In a basket of apples and oranges. 15% of te he fruits are rotten. 30% of the apples and 10% of the oranges were rotten. Find the ratio of the number of apples to the number of oranges.
.30a + .10o = .15(a+o)
.15a = .05o
3a = o
so as long as there are 3 times as many oranges as apples, this will work out.
check:
apples: 6 of 20
oranges: 6 of 60
total: 12 of 80 = 15%
30 of 100
30 of 300
60 of 400 = 15%
To find the ratio of the number of apples to the number of oranges, we first need to determine the fraction of the total fruits that are apples and oranges separately.
Let's assume there are a total of 100 fruits in the basket.
Given that 15% of the fruits are rotten, we know that 100 - 15 = 85 fruits are not rotten.
Now, we can find the number of rotten apples. If 30% of the apples are rotten, and the total number of apples is x, then the number of rotten apples is 0.30x.
Similarly, if 10% of the oranges are rotten, and the total number of oranges is y, then the number of rotten oranges is 0.10y.

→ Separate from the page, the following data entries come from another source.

PR #1168, opened 2023-10-02
Bugfix/nblist rebuild logic ixn group

badisa:


maxentile (approved):
Good catch.

(Effect magnitude may have been partially limited by [this box-change check](https://github.com/proteneer/timemachine/blob/8a32004c9d0259afe596f8ef3bed8b7ba439605f/timemachine/cpp/src/kernels/k_nonbonded.cuh#L9-L28) in most simulations. (Despite bug, nblist would probably have been rebuilt every 50 steps or so, whenever a barostat move was accepted, regardless of how far any particles moved).)

tests/nonbonded/test_nonbonded_interaction_group.py
```diff
@@ -112,6 +112,57 @@ def test_nonbonded_interaction_group_correctness(
...
+    potential = NonbondedInteractionGroup(num_atoms, ligand_idxs, beta, cutoff, col_atom_idxs=col_atom_idxs)
+
+    test_impl = potential.to_gpu(precision)
+
+    # Test that if we compare the potentials then randomize the column indices that the potentials still agree.
+    for params in gen_nonbonded_params_with_4d_offsets(rng, params, cutoff):
+        GradientTest().compare_forces(conf, params, example_box, potential, test_impl, rtol=rtol, atol=atol)
+        GradientTest().assert_differentiable_interface_consistency(conf, params, example_box, test_impl)
+
+        # Randomize the column indices to trigger a nblist rebuild
```
mcwitt, line 159: nit: randomize the coordinates of the column atoms?

badisa: Fixed in [87824c0](https://github.com/proteneer/timemachine/pull/1168/commits/87824c04a3f42a0ea88cc48415856422e504f6af)

mcwitt:
Running this locally I noticed that the tests pass for `num_col_atoms=1`. Is this expected?

mcwitt (approved):

badisa:
> Running this locally I noticed that the tests pass for `num_col_atoms=1` before the fix. Is this expected? (If not, could the test be strengthened somehow?)

It is reasonable to expect that. If the column atom doesn't interact with any of the row atoms, then moving it won't change the energies/forces/etc. Could remove the randomness of this test and have a fixed row/column atoms that are known to interact rather than randomly selecting the particles as is done in this test.

tests/nonbonded/test_nonbonded_interaction_group.py
```diff
@@ -295,7 +295,7 @@ def ref_ixngroups(coords, params, box):
 
 @pytest.mark.parametrize("beta", [2.0])
 @pytest.mark.parametrize("cutoff", [1.1])
-@pytest.mark.parametrize("precision,rtol,atol", [(np.float64, 1e-8, 1e-8), (np.float32, 1e-4, 5e-4)])
```
badisa, line 247: if you run this test on its own it passes, but because the tests share the `rng` different random values change this. For getting this hotfix in, just changing.

PR #1425, opened 2024-11-14
Move HostConfig into submodule to prevent circular imports

mcwitt:
Cherry-picked from #1424 to simplify review of the latter.

Currently `timemachine.fe.free_energy.HostConfig` is imported by many submodules, e.g. https://github.com/proteneer/timemachine/blob/374a2de64596135e82b1cea30004f2749aa6c2d2/timemachine/md/enhanced.py#L21

This means that importing (even transitively) these submodules from `free_energy` will result in a circular import. Since `free_energy` is currently a higher-level submodule containing application logic, this is difficult to avoid (e.g., I ran into this in #1424 with the following dependency cycle: `fe.free_energy > fe.rest > md.enhanced > fe.free_energy`). Moving `HostConfig` into a separate submodule is a relatively minimal change to work around this issue.

This PR:

* moves `timemachine.fe.free_energy.HostConfig` to `timemachine.fe.host_config.HostConfig`
* converts  `HostConfig` to a (frozen) dataclass

### DIFF
--- a/examples/biphenyl_torsion_sampling_hrex.py
+++ b/examples/biphenyl_torsion_sampling_hrex.py
@@ -19,7 +19,8 @@ from numpy.typing import NDArray
 
 from timemachine.constants import DEFAULT_TEMP
 from timemachine.fe import model_utils
-from timemachine.fe.free_energy import HostConfig, HREXParams, InitialState, MDParams, run_sims_bisection, run_sims_hrex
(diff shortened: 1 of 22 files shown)


mcwitt:
Closing for now; this was incomplete (e.g. `md.enhanced` imports `AbsoluteFreeEnergy` from `fe.free_energy`), and I found a simpler workaround in #1424.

We know that the total number of rotten fruits is 15, so we can write the equation:
0.30x + 0.10y = 15
Now, let's simplify this equation.
0.30x + 0.10y = 15
0.30x = 15 - 0.10y
0.30x = 15 - 0.10y
3x = 150 - y
3x = 150 - y
3x + y = 150
Now, we have two equations:
3x + y = 150 (Equation 1)
x + y = 100 (Equation 2)
Let's solve these two equations to find the values of x and y.

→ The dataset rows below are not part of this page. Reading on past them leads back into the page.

PR #1426, opened 2024-11-15
Optimize Lambda Schedule Targeting Uniform Overlap Between Windows 

badisa:


timemachine/fe/rbfe.py
```diff
@@ -743,27 +835,48 @@ def get_mean_final_barostat_volume_scale_factor(trajectories_by_state: Iterable[
...
+            traj = trajectories_by_state[state_idx]
+            if np.isclose(nearest_state.lamb, lamb):
+                state = nearest_state
+            else:
+                # If the lambda value is different, reconstruct the initial state to the correct parameters
+                state = make_initial_state_fn(lamb, False)
+
+                # Verify that the forces of the nearest lambda value's frames are stable, since frames were not generated
+                # with the same parameters
+                du_dx, _ = state.to_bound_impl().execute(traj.frames[-1], traj.boxes[-1], compute_u=False)
```
badisa, line 850: Had previously been concerned about taking the frame from the nearest initial state. In pratice (tested on hif2a) this seems to not be an issue.

Had talked to @maxentile offline about doing a probabilistic approach, but ended up being too slow to be practice.

timemachine/optimize/protocol.py
```diff
@@ -358,34 +358,36 @@ def greedily_optimize_protocol(
...
+    protocol_interval: tuple[float, float] = (0.0, 1.0),
 ) -> Array:
     """Optimize a lambda protocol from "left to right"
 
     Sequentially pick next_lam so that
     distance_fxn(prev_lam, next_lam) ~= target_distance
     """
-    protocol = [0.0]
+    start_lamb, end_lamb = protocol_interval
+    protocol = [start_lamb]
```
maxentile, line 369: Nice -- and now it doesn't even require start_lamb < end_lamb

timemachine/fe/free_energy.py
```diff
@@ -77,16 +77,22 @@ class HREXParams:
         If given, number of neighbor states on either side of a given replica's initial state for which to compute
         potentials. This determines the maximum number of states that a replica can move from its initial state during
         a single HREX iteration. Otherwise, compute potentials for all (replica, state) pairs.
+
+    optimize_target_overlap: float or None
+        If given, optimize the lambda schedule out of the initial bisection phase to target a specific minimum overlap
+        between all adjacent windows. Must be in the interval (0.0, 1.0] if provided.
```
maxentile, line 83: Huh, come to think of it, `optimize_target_overlap = 1.0` would probably lead to an infinite loop?

... Ahh, no, since `greedily_optimize_protocol` defaults to `max_iterations=1000`.

Maybe
```suggestion
        between all adjacent windows. Must be in the interval (0.0, 1.0) if provided.
```
or
```suggestion
        between all adjacent windows. Must be in the interval [0.0, 1.0) if provided.
```

timemachine/fe/rbfe.py
```diff
@@ -274,9 +277,57 @@ def setup_initial_states(
...
+        overlap_dist, target_dist, bisection_xtol=xtol, protocol_interval=(lambda_min, lambda_max)
+    )
+    new_schedule = np.asarray(greedy_prot)
+    if len(greedy_prot) > len(initial_lambs):
+        warnings.warn("Optimized schedule has more windows than initial schedule, falling back to initial schedule")
+        new_schedule = initial_lambs
+    else:
+        print(
+            f"Optimized schedule has {len(new_schedule)} windows compared to {len(initial_lambs)} windows initially, target overlap {target_overlap}"
+        )
```
maxentile, line 311: Maybe just warn, rather than override, in case optimized schedule has more windows than initial schedule? There may be cases where this is intentional. (e.g. if `target_overlap > bisection_min_overlap`)

Something like:
```suggestion
    if len(greedy_prot) > len(initial_lambs):
        warnings.warn("Optimized schedule has more windows than initial schedule, falling back to initial schedule")    
    
    print(
        f"Optimized schedule has {len(new_schedule)} windows compared to {len(initial_lambs)} windows initially, target overlap {target_overlap}"
    )
```
(may have messed up whitespace in GH comment editor)

maxentile:
PR naming note: This doesn't quite target "uniform overlap" between all adjacent pairs of windows `[(lambdas[i], lambdas[i+1]) for i in range(K-1)]`. It targets a fixed value of overlap for the first `K-2` pairs `[(lambdas[i], lambdas[i+1]) for i in range(K-2)]`. The very last pair `(lambdas[-2], lambdas[-1])` might have a much larger overlap.

(In these cases, uniform overlap might have been achieved if we had known to target a slightly higher `overlap(i, i+1) for all i`. One possible brute-force approach (https://github.com/proteneer/timemachine/pull/1385) would be to call the current method several times with different trial values of `target_overlap`, trying to make `target_overlap` as large as possible without increasing `len(lambdas)`.)

image
(x-axis: lambda `idx`, y-axis: `overlap(lambdas[idx], lambdas[idx+1])`, dashed grey line: target overlap, blue curve: current approach, orange curve: brute-force (but maybe more uniform) approach)

timemachine/fe/rbfe.py
badisa: > There may be cases where this is intentional. (e.g. if target_overlap > bisection_min_overlap)

I am not necessarily opposed to just warning and returning the new protocol (though do we want the number of windows to be greater than 48?), but the code prevents the scenario you describe in: https://github.com/proteneer/timemachine/blob/6c5358077b0c3cadff718892eb5868b542e6dbd0/timemachine/fe/rbfe.py#L800-L802 

I enforce that the bisection `overlap >= target_overlap` based on previous discussions, though would be opening to removing this restriction.

timemachine/fe/rbfe.py
```diff
@@ -274,9 +277,57 @@ def setup_initial_states(
...
+
+    return [setup_initial_state_fn(lamb) for lamb in new_schedule]
+
+
+def get_nearest_state_idx(lamb: float, initial_states: Sequence[InitialState]) -> int:
+    """
+    Return the index of the initial state with the closest lambda value. When determining the nearest initial state, will only consider states on the same side of
```
mcwitt, line 318: nit: formatting: wrap docstring to consistent number of columns

timemachine/fe/rbfe.py
```diff
@@ -298,27 +349,24 @@ def setup_optimized_initial_state(
     InitialState
         Optimized at the specified lambda value
     """
-
-    # NOTE: The current approach for generating optimized conformations in `optimize_coordinates` creates a
-    # discontinuity at lambda=0.5. Ensure that we pick a pre-optimized state on the same side of 0.5 as `lamb`
-    states_subset = [s for s in optimized_initial_states if (s.lamb <= 0.5) == (lamb <= 0.5)]
-    nearest_optimized = min(states_subset, key=lambda s: abs(lamb - s.lamb))
+    nearest_optimized_idx = get_nearest_state_idx(lamb, optimized_initial_states)
```
mcwitt, line 352: nit: any reason for this not to return the `InitialState` itself rather than its index?

timemachine/fe/rbfe.py
```diff
@@ -702,18 +751,63 @@ def estimate_relative_free_energy_bisection_hrex_impl(
     lambda_max: float,
     md_params: MDParams,
     n_windows: int,
-    make_optimized_initial_state_fn: Callable[[float], InitialState],
+    make_initial_state_fn: Callable[[float, bool], InitialState],
```
mcwitt, line 754: nit/non-blocking: idea for an alternative in case adding an argument to the callback seems unwieldy: could this accept a separate `optimize_initial_state: Callable[[InitialState], InitialState]` argument, which is only called during bisection but not refinement?

mcwitt (approved):
Looks good, I'm excited to see this in action!

timemachine/fe/rbfe.py
badisa: Because I need to retrieve the associated trajectory to update the state with the coords, box and velocities.

timemachine/fe/rbfe.py
badisa: Hmmm that seems unwieldy to me as well especially since one function would be optional depending on the setup of MDParams.

What about having a `make_initial_state_fn` and a `optimize_initial_state_fn`? That way we don't have two functions to produce the same type of object with the nuance of being optimized? Also the `optimize_initial_state_fn` could be the identity function if we wanted.

timemachine/fe/rbfe.py
mcwitt: I might be missing something, but I don't see any other usage of `nearest_optimized_idx` in the diff?

badisa: It is used here https://github.com/proteneer/timemachine/blob/af49751774bb234b8f5a16d9d0fa24bb44aa55a4/timemachine/fe/rbfe.py#L840

timemachine/fe/rbfe.py
mcwitt: > What about having a make_initial_state_fn and a optimize_initial_state_fn? That way we don't have two functions to produce the same type of object with the nuance of being optimized? Also the optimize_initial_state_fn could be the identity function if we wanted.

I think this is what I intended to suggest - i.e. accept two function arguments, one with type `float -> InitialState` and another with type `InitialState -> InitialState` (that could be the identity).

badisa: Woops, that is what you suggested and I just misread it.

Multiply Equation 2 by -3:
-3(x + y) = -3(100)
-3x - 3y = -300
Now, add Equation 1 and the result of Equation 2:
3x + y + (-3x - 3y) = 150 - 300
-2y = -150
y = -150 / -2
y = 75
Substitute the value of y back into Equation 2:
x + 75 = 100
x = 100 - 75
x = 25
So, the number of apples (x) is 25, and the number of oranges (y) is 75.
Therefore, the ratio of the number of apples to the number of oranges is 25:75, which can be simplified to 1:3.